On Mon, Jun 22, 2015 at 12:12:50PM +0200, Arturo Filastò wrote:
On Jun 19, 2015, at 7:03 PM, David Fifield david@bamsoftware.com wrote:
I know there are many reports at https://ooni.torproject.org/reports/. Is that all of them? I think I heard from Arturo that some reports are not online because of storage issues.
Currently the torproject mirror of reports is not the most up to date repository of reports, because it does not yet sync with the EC2 based pipeline.
You may find the most up to date reports (that are published daily) here:
This is great! I had no idea it existed.
Thank you for the detailed reply.
If you open the web console you will see a series of HTTP requests being made to the backend. With similar requests you can hopefully obtain the IDs of the specific tests you need and then download them.
What's the best way for me to get the reports for processing? Just download all *http_requests* files from the web server?
With this query you will get all the tests named “http_requests”:
http://api.ooni.io/api/reports?filter=%7B%22test_name%22%3A%20%22http_reques...

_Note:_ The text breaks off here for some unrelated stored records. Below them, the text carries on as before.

PR #1437, opened 2022-07-09
Fixes Validator Testcase

Hanmac:
## Subject

I am targeting this branch, because i don't know if BC or not.

It fixes this:
> 2x: Passing a null message when instantiating a "Symfony\Component\Validator\ConstraintViolation" is deprecated since Symfony 4.4.
1x in UniqueUrlValidatorTest::testValidateWithPageFound from Sonata\PageBundle\Tests\Validator
1x in UniqueUrlValidatorTest::testValidateWithRootUrlAndNoParent from Sonata\PageBundle\Tests\Validator

The main reason for this was the faulty Translator Mock used.
I updated the tests to check for the Violations.

## Changelog

```markdown
### Changed
- Updated ValidatorTest to use ConstraintValidatorTestCase
```

### DIFF
--- a/src/Resources/translations/validators.en.xliff
+++ b/src/Resources/translations/validators.en.xliff
@@ -12,6 +12,10 @@
         <target>The root URL '/' is already associated with another page of this site, please select a parent.
                 </target>
       </trans-unit>
+      <trans-unit id="error.uniq_url.no_site" resname="error.uniq_url.no_site">
+        <source>error.uniq_url.no_site</source>
+        <target>The Page needs Site to be set.</target>
+      </trans-unit>
     </body>
   </file>
 </xliff>
--- a/src/Resources/translations/validators.en.xliff
+++ b/src/Resources/translations/validators.en.xliff
@@ -14,7 +14,7 @@
       </trans-unit>
       <trans-unit id="error.uniq_url.no_site" resname="error.uniq_url.no_site">
         <source>error.uniq_url.no_site</source>
-        <target>The Page needs Site to be set.</target>
+        <target>A website must be assigned to the page.</target>
       </trans-unit>
     </body>
   </file>
--- a/src/Resources/translations/validators.es.xliff
+++ b/src/Resources/translations/validators.es.xliff
@@ -12,10 +12,6 @@
         <target>La URL raíz '/' ya está asociada a otra página de este sitio, por favor selecciona un padre.
                 </target>
       </trans-unit>
-      <trans-unit id="error.uniq_url.no_site" resname="error.uniq_url.no_site">
-        <source>error.uniq_url.no_site</source>
-        <target>error.uniq_url.no_site</target>
-      </trans-unit>
     </body>
   </file>
 </xliff>
--- a/src/Resources/translations/validators.es.xliff
+++ b/src/Resources/translations/validators.es.xliff
@@ -12,6 +12,10 @@
         <target>La URL raíz '/' ya está asociada a otra página de este sitio, por favor selecciona un padre.
                 </target>
       </trans-unit>
+      <trans-unit id="error.uniq_url.no_site" resname="error.uniq_url.no_site">
+        <source>error.uniq_url.no_site</source>
+        <target>error.uniq_url.no_site</target>
+      </trans-unit>
     </body>
   </file>
 </xliff>
--- a/src/Resources/translations/validators.fr.xliff
+++ b/src/Resources/translations/validators.fr.xliff
@@ -12,6 +12,10 @@
         <target>L'URL racine '/' est déjà associée à une autre page de ce site, veuillez sélectionner
                 un parent.</target>
       </trans-unit>
+      <trans-unit id="error.uniq_url.no_site" resname="error.uniq_url.no_site">
+        <source>error.uniq_url.no_site</source>
+        <target>error.uniq_url.no_site</target>
+      </trans-unit>
     </body>
   </file>
 </xliff>
--- a/src/Resources/translations/validators.fr.xliff
+++ b/src/Resources/translations/validators.fr.xliff
@@ -14,7 +14,7 @@
       </trans-unit>
       <trans-unit id="error.uniq_url.no_site" resname="error.uniq_url.no_site">
         <source>error.uniq_url.no_site</source>
-        <target>error.uniq_url.no_site</target>
+        <target>Un site Web doit être attribué à la page.</target>
       </trans-unit>
     </body>
   </file>
--- a/src/Resources/translations/validators.hu.xliff
+++ b/src/Resources/translations/validators.hu.xliff
@@ -11,10 +11,6 @@
         <source>error.uniq_url.parent_unselect</source>
         <target>error.uniq_url.parent_unselect</target>
       </trans-unit>
-      <trans-unit id="error.uniq_url.no_site" resname="error.uniq_url.no_site">
-        <source>error.uniq_url.no_site</source>
-        <target>error.uniq_url.no_site</target>
-      </trans-unit>
     </body>
   </file>
 </xliff>
--- a/src/Resources/translations/validators.hu.xliff
+++ b/src/Resources/translations/validators.hu.xliff
@@ -11,6 +11,10 @@
         <source>error.uniq_url.parent_unselect</source>
         <target>error.uniq_url.parent_unselect</target>
       </trans-unit>
+      <trans-unit id="error.uniq_url.no_site" resname="error.uniq_url.no_site">
+        <source>error.uniq_url.no_site</source>
+        <target>error.uniq_url.no_site</target>
+      </trans-unit>
     </body>
   </file>
 </xliff>
--- a/src/Resources/translations/validators.it.xliff
+++ b/src/Resources/translations/validators.it.xliff
@@ -12,10 +12,6 @@
         <target>L'URL radice '/' è già associato ad un'altra pagina di questo sito, selezionare un genitore.
                 </target>
       </trans-unit>
-      <trans-unit id="error.uniq_url.no_site" resname="error.uniq_url.no_site">
-        <source>error.uniq_url.no_site</source>
-        <target>error.uniq_url.no_site</target>
-      </trans-unit>
     </body>
   </file>
 </xliff>
--- a/src/Resources/translations/validators.it.xliff
+++ b/src/Resources/translations/validators.it.xliff
@@ -12,6 +12,10 @@
         <target>L'URL radice '/' è già associato ad un'altra pagina di questo sito, selezionare un genitore.
                 </target>
       </trans-unit>
+      <trans-unit id="error.uniq_url.no_site" resname="error.uniq_url.no_site">
+        <source>error.uniq_url.no_site</source>
+        <target>error.uniq_url.no_site</target>
+      </trans-unit>
     </body>
   </file>
 </xliff>
--- a/src/Resources/translations/validators.ja.xliff
+++ b/src/Resources/translations/validators.ja.xliff
@@ -11,10 +11,6 @@
         <source>error.uniq_url.parent_unselect</source>
         <target>error.uniq_url.parent_unselect</target>
       </trans-unit>
-      <trans-unit id="error.uniq_url.no_site" resname="error.uniq_url.no_site">
-        <source>error.uniq_url.no_site</source>
-        <target>error.uniq_url.no_site</target>
-      </trans-unit>
     </body>
   </file>
 </xliff>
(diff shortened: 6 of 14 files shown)


src/Validator/UniqueUrlValidator.php
```diff
@@ -36,16 +39,20 @@ public function __construct(PageManagerInterface $manager)
...
+        if (!$value instanceof PageInterface) {
+            throw new UnexpectedValueException($value, PageInterface::class);
+        }
 
+        // at this it can only be SiteInterface or null
         if (!$value->getSite() instanceof SiteInterface) {
-            $this->context->addViolation('The page is not linked to a Site');
-
-            return;
+            throw new UnexpectedValueException($value->getSite(), SiteInterface::class);
```
VincentLanglet: Shouldn't it be a addViolation with a message ?

VincentLanglet:
> I am targeting this branch, because i don't know if BC or not.

Since all the deprecations will only be solved on 4.x. You can do most of all the PR on 4.x, it's easier.
The only needed PR on 3.x are the one which deprecate some PageBundle code.

src/Validator/UniqueUrlValidator.php
Hanmac: i'm following the route of other Validators there, for example the Language Validator throws this when it can't be turned into a String

https://github.com/symfony/symfony/blob/870eeb975feb1abb4b8a1722e1fd57beeab2b230/src/Symfony/Component/Validator/Constraints/LanguageValidator.php#L40-L42

VincentLanglet: I agree it should be done for `if (!$value instanceof PageInterface) {` because it means that the constraint is used on a wrong value.

But for the check `if (!$value->getSite() instanceof SiteInterface) {` I think it's better to have a message violation to say the user didn't selected a Site. (Like we had before)

Hanmac: for the Page -> getSite thing i wasn't sure when directly getSite returns something else than SiteInterface
imo that can only happen for null right?

Hanmac: otherwise if it is a message, it should be translated like `error.uniq_url` is?

VincentLanglet: https://github.com/sonata-project/SonataPageBundle/blob/3.x/src/Model/PageInterface.php#L330-L332

So yes, either getSite is a site, either it's null.
And when it's null, it would mean that the user should select a site. (which is supposed to be always true https://github.com/sonata-project/SonataPageBundle/blob/3.x/src/Admin/PageAdmin.php#L298)

VincentLanglet: > otherwise if it is a message, it should be translated like `error.uniq_url` is?

Yes, using a translation key would be waaaaaay better indeed :)

Hanmac: I added better translatable Violation message

VincentLanglet (approved):

src/Validator/UniqueUrlValidator.php
```diff
@@ -36,14 +38,21 @@ public function __construct(PageManagerInterface $manager)
...
             return;
         }
+        if (!$value instanceof PageInterface) {
+            throw new UnexpectedValueException($value, PageInterface::class);
+        }
 
-        if (!$value->getSite() instanceof SiteInterface) {
-            $this->context->addViolation('The page is not linked to a Site');
+        if (null === $value->getSite()) {
+            $this->context->buildViolation('error.uniq_url.no_site')
```
VincentLanglet, line 50: We need to add translations for this key:
In https://github.com/sonata-project/SonataPageBundle/blob/4.x/src/Resources/translations/validators.en.xliff and other files.

VincentLanglet (changes requested):

src/Validator/UniqueUrlValidator.php
```diff
@@ -36,14 +38,21 @@ public function __construct(PageManagerInterface $manager)
 
     public function validate($value, Constraint $constraint): void
     {
-        if (!$value instanceof PageInterface) {
-            $this->context->addViolation('The page is not valid, expected a PageInterface');
-
+        if (!$constraint instanceof UniqueUrl) {
+            throw new UnexpectedTypeException($constraint, UniqueUrl::class);
```
jordisala1991, line 39: I think this is not correct, you cant receive another Constraint, otherwise this code wont be called.

This exception class is used when the value is not the type ypu expect to be (ex: I expect the value to be a Page and I am getting string).

Hanmac: All the other symfony validators do it

https://github.com/symfony/symfony/blob/870eeb975feb1abb4b8a1722e1fd57beeab2b230/src/Symfony/Component/Validator/Constraints/LanguageValidator.php#L32-L34

src/Validator/UniqueUrlValidator.php
Hanmac: I can try to add them, but im probably not good with translate them

VincentLanglet: You can add the one you know (I can give you the french one).

For others, either we use google translate, either we do nothing and rely on contribution when someone need it ;)

src/Validator/UniqueUrlValidator.php
VincentLanglet: Yeah, I'm doing the same in my project. To me it seems correct @jordisala1991

jordisala1991 (dismissed):
Except for the translations all good!

src/Validator/UniqueUrlValidator.php
Hanmac: added English and German translation

src/Resources/translations/validators.fr.xliff
```diff
@@ -12,6 +12,10 @@
         <target>L'URL racine '/' est déjà associée à une autre page de ce site, veuillez sélectionner
                 un parent.</target>
       </trans-unit>
+      <trans-unit id="error.uniq_url.no_site" resname="error.uniq_url.no_site">
+        <source>error.uniq_url.no_site</source>
+        <target>error.uniq_url.no_site</target>
```
VincentLanglet:
```suggestion
        <target>Un site Web doit être attribué à la page.</target>
```

src/Resources/translations/validators.en.xliff
```diff
@@ -12,6 +12,10 @@
         <target>The root URL '/' is already associated with another page of this site, please select a parent.
                 </target>
       </trans-unit>
+      <trans-unit id="error.uniq_url.no_site" resname="error.uniq_url.no_site">
+        <source>error.uniq_url.no_site</source>
+        <target>The Page needs Site to be set.</target>
```
VincentLanglet:
```suggestion
        <target>A website must be assigned to the page.</target>
```

VincentLanglet (changes requested):

VincentLanglet (approved):

src/Resources/translations/validators.es.xliff
```diff
@@ -12,6 +12,10 @@
         <target>La URL raíz '/' ya está asociada a otra página de este sitio, por favor selecciona un padre.
                 </target>
       </trans-unit>
+      <trans-unit id="error.uniq_url.no_site" resname="error.uniq_url.no_site">
+        <source>error.uniq_url.no_site</source>
+        <target>error.uniq_url.no_site</target>
```
jordisala1991: Please dont add this copy unless you have the translation for it.

src/Resources/translations/validators.es.xliff
```diff
@@ -12,6 +12,10 @@
...
+      </trans-unit>
```
VincentLanglet:
```suggestion
```

src/Resources/translations/validators.hu.xliff
```diff
@@ -11,6 +11,10 @@
         <source>error.uniq_url.parent_unselect</source>
         <target>error.uniq_url.parent_unselect</target>
       </trans-unit>
+      <trans-unit id="error.uniq_url.no_site" resname="error.uniq_url.no_site">
+        <source>error.uniq_url.no_site</source>
+        <target>error.uniq_url.no_site</target>
+      </trans-unit>
```
VincentLanglet:
```suggestion
```

src/Resources/translations/validators.it.xliff
```diff
@@ -12,6 +12,10 @@
         <target>L'URL radice '/' è già associato ad un'altra pagina di questo sito, selezionare un genitore.
                 </target>
       </trans-unit>
+      <trans-unit id="error.uniq_url.no_site" resname="error.uniq_url.no_site">
+        <source>error.uniq_url.no_site</source>
+        <target>error.uniq_url.no_site</target>
+      </trans-unit>
```
VincentLanglet:
```suggestion
```

src/Resources/translations/validators.ja.xliff
```diff
@@ -11,6 +11,10 @@
         <source>error.uniq_url.parent_unselect</source>
         <target>error.uniq_url.parent_unselect</target>
       </trans-unit>
+      <trans-unit id="error.uniq_url.no_site" resname="error.uniq_url.no_site">
+        <source>error.uniq_url.no_site</source>
+        <target>error.uniq_url.no_site</target>
+      </trans-unit>
```
VincentLanglet:
```suggestion
```

src/Resources/translations/validators.nl.xliff
```diff
@@ -11,6 +11,10 @@
         <source>error.uniq_url.parent_unselect</source>
         <target>error.uniq_url.parent_unselect</target>
       </trans-unit>
+      <trans-unit id="error.uniq_url.no_site" resname="error.uniq_url.no_site">
+        <source>error.uniq_url.no_site</source>
+        <target>error.uniq_url.no_site</target>
+      </trans-unit>
```
VincentLanglet:
```suggestion
```

src/Resources/translations/validators.pt_BR.xliff
```diff
@@ -11,6 +11,10 @@
         <source>error.uniq_url.parent_unselect</source>
         <target>error.uniq_url.parent_unselect</target>
       </trans-unit>
+      <trans-unit id="error.uniq_url.no_site" resname="error.uniq_url.no_site">
+        <source>error.uniq_url.no_site</source>
+        <target>error.uniq_url.no_site</target>
+      </trans-unit>
```
VincentLanglet:
```suggestion
```

src/Resources/translations/validators.ru.xliff
```diff
@@ -11,6 +11,10 @@
         <source>error.uniq_url.parent_unselect</source>
         <target>Корневой URL '/' уже связан с другой страницей этого сайта, пожалуйста, выберите родителя.</target>
       </trans-unit>
+      <trans-unit id="error.uniq_url.no_site" resname="error.uniq_url.no_site">
+        <source>error.uniq_url.no_site</source>
+        <target>error.uniq_url.no_site</target>
+      </trans-unit>
```
VincentLanglet:
```suggestion
```

src/Resources/translations/validators.sk.xliff
```diff
@@ -11,6 +11,10 @@
         <source>error.uniq_url.parent_unselect</source>
         <target>error.uniq_url.parent_unselect</target>
       </trans-unit>
+      <trans-unit id="error.uniq_url.no_site" resname="error.uniq_url.no_site">
+        <source>error.uniq_url.no_site</source>
+        <target>error.uniq_url.no_site</target>
+      </trans-unit>
```
VincentLanglet:
```suggestion
```

src/Resources/translations/validators.sl.xliff
```diff
@@ -11,6 +11,10 @@
         <source>error.uniq_url.parent_unselect</source>
         <target>error.uniq_url.parent_unselect</target>
       </trans-unit>
+      <trans-unit id="error.uniq_url.no_site" resname="error.uniq_url.no_site">
+        <source>error.uniq_url.no_site</source>
+        <target>error.uniq_url.no_site</target>
+      </trans-unit>
```
VincentLanglet:
```suggestion
```

VincentLanglet (changes requested):

src/Resources/translations/validators.es.xliff
Hanmac: In the other files, the other translations do it too

VincentLanglet: We try to stop this because it's not a good practice.

With a placeholder, you get the placeholder
Without the translation, it default to the english one, which is better

VincentLanglet (approved):

VincentLanglet:
Thanks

The returned list of dicts also contains an attribute called “report_filename” you can use that to download the actual YAML report via:
http://api.ooni.io/reportFiles/$DATE/$REPORT_FILENAME.gz
Note: don’t forget to put $DATE (that is the date in ISO format YYYY-MM-DD) and to add the .gz extension.
That's perfect.
So this is what you can do today by writing a minor amount of code and not having to depend on us.
However I think this test is something that would be quite useful to us too in order to identify the various false positives we have in our reports, so I would like to add this intelligence to our database.

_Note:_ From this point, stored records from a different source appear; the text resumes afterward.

PR #1440, opened 2022-07-10
Solve multiple deprecations

VincentLanglet:


src/Admin/PageAdmin.php
```diff
@@ -167,6 +154,19 @@ public function setCacheManager(CacheManagerInterface $cacheManager)
         $this->cacheManager = $cacheManager;
     }
 
+    protected function configureBatchActions($actions): array
+    {
+        $actions = parent::configureBatchActions($actions);
+
+        $actions['snapshot'] = [
+            'label' => 'create_snapshot',
+            'translation_domain' => $this->getTranslationDomain(),
```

The best way to add support for processing this sort of information is writing a batch Spark task that will look for these report entries and add them to our database.
We currently have only implemented one of such filters, but will soon add support for also the basic heuristics of other tests too.
You can see how this is done here: https://github.com/TheTorProject/ooni-pipeline-ng/blob/master/pipeline/batch...
Basically in the find_interesting method you get passed an RDD (entries) that you can run various querying and filtering operations on: https://spark.apache.org/docs/latest/api/python/pyspark.html#pyspark.RDD.
To add support for spotting captchas I would add a new class called:
HTTPRequestsCaptchasFind(FindInterestingReports)
and
HTTPRequestsCaptchasToDB(InterestingToDB)
If you do this and it gets merged, then we can run this on an ephemeral hadoop cluster and/or set it up to run automatically every day.
Okay, thanks, perhaps it will be merged somewhere down the line.
Do you have an output that also includes the report_ids and exit IP?
I believe this data would be of great use to us too.
Do you mean in this specific example? It just comes from my manual run of ooniprobe. I'm not sure how to get the report ID. Of course that information is available to the script.